How to Create a Project out of Clearance Splurging

  1. Take a trip to your favorite store for specific necessities and allow your eyes to take in the plethora of clearance merchandise.
  2. Allow your mind to justify that tool or bolt of fabric by saying to yourself, “I am creating a positive environment for myself and my family/guests.” (Now, don’t you feel the empowerment taking hold?)
  3. While your creative juices are freely flowing and your imagined projects abounding, begin gathering merchandise. Get as many “on sale” products as possible and remember… you can always use these items in the future.
  4. Now it’s time to gather the non-sale accessories to complete the various projects. (If you chose to leave without these, it will give you permission to go shopping somewhere else. Beware, that might cause severe agitation, since the projects you’ve imagined will not be able to be completed and proof of their benefit will be impossible to obtain, hence, canceling out step 2.)
  5. Now that you have gathered all your project(s) materials, calculate the total.

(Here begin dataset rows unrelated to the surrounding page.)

PR #183, opened 2025-01-27
feat(core): tie up background runtime, event ingestion, and tracking

rasendubi:
Based on top of both #182 and #181. (This PR is targeting #182.)

This implements spawning of event ingestion tasks on the background thread, and ties up Ruby SDKs track with event ingestion. Event ingestion from Ruby should work now (although I haven't tested it).


eppo_core/src/event_ingestion/event_dispatcher.rs
rasendubi, line 1: This file has been gradually refactored to `event_ingestion.rs` but there's quite a few changes, so git doesn't pick it up as a rename.

eppo_core/src/event_ingestion/event_ingestion.rs
rasendubi, line 1: This file has been gradually refactored from `event_dispatcher.rs` but there's quite a few changes, so git doesn't pick it up as a rename.

eppo_core/src/event_ingestion/event_ingestion.rs
```diff
@@ -0,0 +1,228 @@
...
+        Mock::given(method("POST"))
+            .and(path("/"))
+            .and(body_json(&json!({
+                "eppo_events": [event.clone()],
+            })))
+            .and(header("x-eppo-token", "test-sdk-key"))
+            .respond_with(ResponseTemplate::new(200).set_body_json(json!({
+                "failed_events": []
+            })))
+            .expect(1)
```
rasendubi, line 160: The tests have been refactored to rely on wiremock's verification (simpler tests + nicer failure messages).

eppo_core/src/event_ingestion/retry.rs
```diff
@@ -1,40 +1,34 @@
...
+            {
                 continue;
             }
+
+            retry_downlink.send(msg).await.ok()?;
         }
-        delivery_status
-            .send(QueuedBatch::retry(batch))
-            .await
-            .ok()?;
```
rasendubi, line 37: Realized that it doesn't make sense for `retry` to send delivery statuses because `delivery` already sent those retries.

There was also a small bug here: `retry` was exiting if nobody was listening for delivery statuses (it should have ignored errors here)

This also allows us to avoid copying the batch (on line 27)

eppo_core/src/event_ingestion/event_ingestion.rs
```diff
@@ -0,0 +1,228 @@
...
+    /// Starts the event ingestion subsystem on the given background runtime.
+    pub fn spawn(runtime: &BackgroundRuntime, config: &EventIngestionConfig) -> EventIngestion {
+        let event_delivery =
+            EventDelivery::new(config.sdk_key.clone(), config.ingestion_url.clone());
+
+        let (input, flusher_uplink) = mpsc::channel(config.max_queue_size);
+        let (flusher_downlink, batcher_uplink) = mpsc::channel(1);
+        let (batcher_downlink, delivery_uplink) = mpsc::channel(1);
+        let (delivery_downlink, retry_uplink) = mpsc::channel(1);
+        let (delivery_status_tx, delivery_status_rx) = mpsc::channel(1);
```
felipecsl, line 73: @rasendubi in a different PR you mentioned you wanted to bump one of these to avoid deadlocks, still planning it for the future?

eppo_core/src/event_ingestion/event_ingestion.rs
```diff
@@ -0,0 +1,228 @@
...
+            retry_uplink,
+            // This is sending to input of delivery
+            batcher_downlink,
+            config.max_retries,
+            config.retry_interval,
+            config.max_retry_delay,
+        ));
+
+        // For now, nobody is interested in delivery statuses.
+        let _ = delivery_status_rx;
```
felipecsl, line 102: i was using this in tests to assert on the output of the "pipeline" but if you think the wiremock assertions are sufficient, that works for me

eppo_core/src/event_ingestion/event_ingestion.rs
```diff
@@ -0,0 +1,228 @@
...
+
+        let mock_server = MockServer::start().await;
+        Mock::given(method("POST"))
+            .and(path("/"))
+            .and(body_json(&json!({"eppo_events": [event] })))
+            .and(header("x-eppo-token", "test-sdk-key"))
+            .respond_with(ResponseTemplate::new(200).set_body_json(json!({
+                "failed_events": [event.uuid],
+            })))
+            .expect(3) // 1 regular attempt + 2 retries
```
felipecsl, line 183: nice but i kinda miss introspecting into the internal state of the channels. Consider exposing the received like before to keep that, unless you have a strong reason not to

eppo_core/src/event_ingestion/retry.rs
felipecsl: nice find!

ruby-sdk/ext/eppo_client/src/client.rs
```diff
@@ -245,19 +250,26 @@ impl Client {
...
     pub fn shutdown(&self) {
-        if let Some((thread, _poller)) = self.poller_thread.take() {
-            let _ = thread.graceful_shutdown();
+        if let Some(thread) = self.background_thread.take() {
+            thread.graceful_shutdown();
         }
     }
 
     pub fn track(&self, event_type: String, payload: Value) -> Result<()> {
+        let Some(event_ingestion) = &self.event_ingestion else {
```
felipecsl, line 259: 🚀

ruby-sdk/ext/eppo_client/src/client.rs
```diff
@@ -107,22 +113,21 @@ impl Client {
...
             None
         };
 
-        let evaluator = Evaluator::new(EvaluatorConfig {
-            configuration_store: configuration_store.clone(),
-            sdk_metadata: SDK_METADATA,
-        });
+        let event_ingestion = config
+            .event_ingestion_config
+            .map(|config| config.spawn(background_thread.runtime()));
```
felipecsl, line 123: in what scenario will `event_ingestion` be `None`? if SDKKey fails to parse the ingestion config?

felipecsl (approved):
looks awesome!

eppo_core/src/event_ingestion/event_ingestion.rs
rasendubi: Yes! It needs to be unbound, which is a different channel type, so needs changes to both retry and delivery components.

I also have a thought for another solution. Given how simple retry technically is, we could just spawn one-off delay-then-send tasks on tokio runtime directly from delivery, and that would remove the loop (and thus deadlock) completely

eppo_core/src/event_ingestion/event_ingestion.rs
rasendubi: The main issue is that nobody is reading that channel in production code yet, so it clogs and blocks the sending part, so everything halts.

Also, because it's a single-consumer channel, we won't be able to read it in tests as soon as we introduce persistence.

I agree that it's useful for testing but the tests that rely on it _are_ peeking into implementation details, so shall be lower-level tests (e.g., arrange a couple of components and test that they work as expected).

ruby-sdk/ext/eppo_client/src/client.rs
rasendubi: Correct
https://github.com/Eppo-exp/eppo-multiplatform/blob/c2c54f25f4754fa4b83b5896dcce945febd57dd2/eppo_core/src/event_ingestion/event_ingestion.rs#L35-L38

Often this total is quite a bit more then you expected.
  6. Refer to step 2
  7. Continue shopping for the items, you originally came for. Don’t despair if you now don’t have the money to get them all. Generic food deals are on every isle, and maybe you have needed to put yourself on a diet.
  8. Get in line to checkout and silence that voice of worry screaming in your sub-conscience.
  9. Refer to step 2 again.
  10. While placing items on the ebony belt at checkout, take 1 or 2 project items out of the buggy and stuff them into the candy and magazine racks to avoid embarrassment when the total is over your budget.

3 comments:

hauself said...

ah...nothing quite like 'retail therapy'

3D said...

As crazy as it sounds, Home Depot is the killer for me.

hauself said...

doesn't sound crazy to me. HD has sucked many a dollar out of my all too eager pocket. best part of general contracting was....it was my job to hang out there! sometimes i still feel withdrawls. (tee hee)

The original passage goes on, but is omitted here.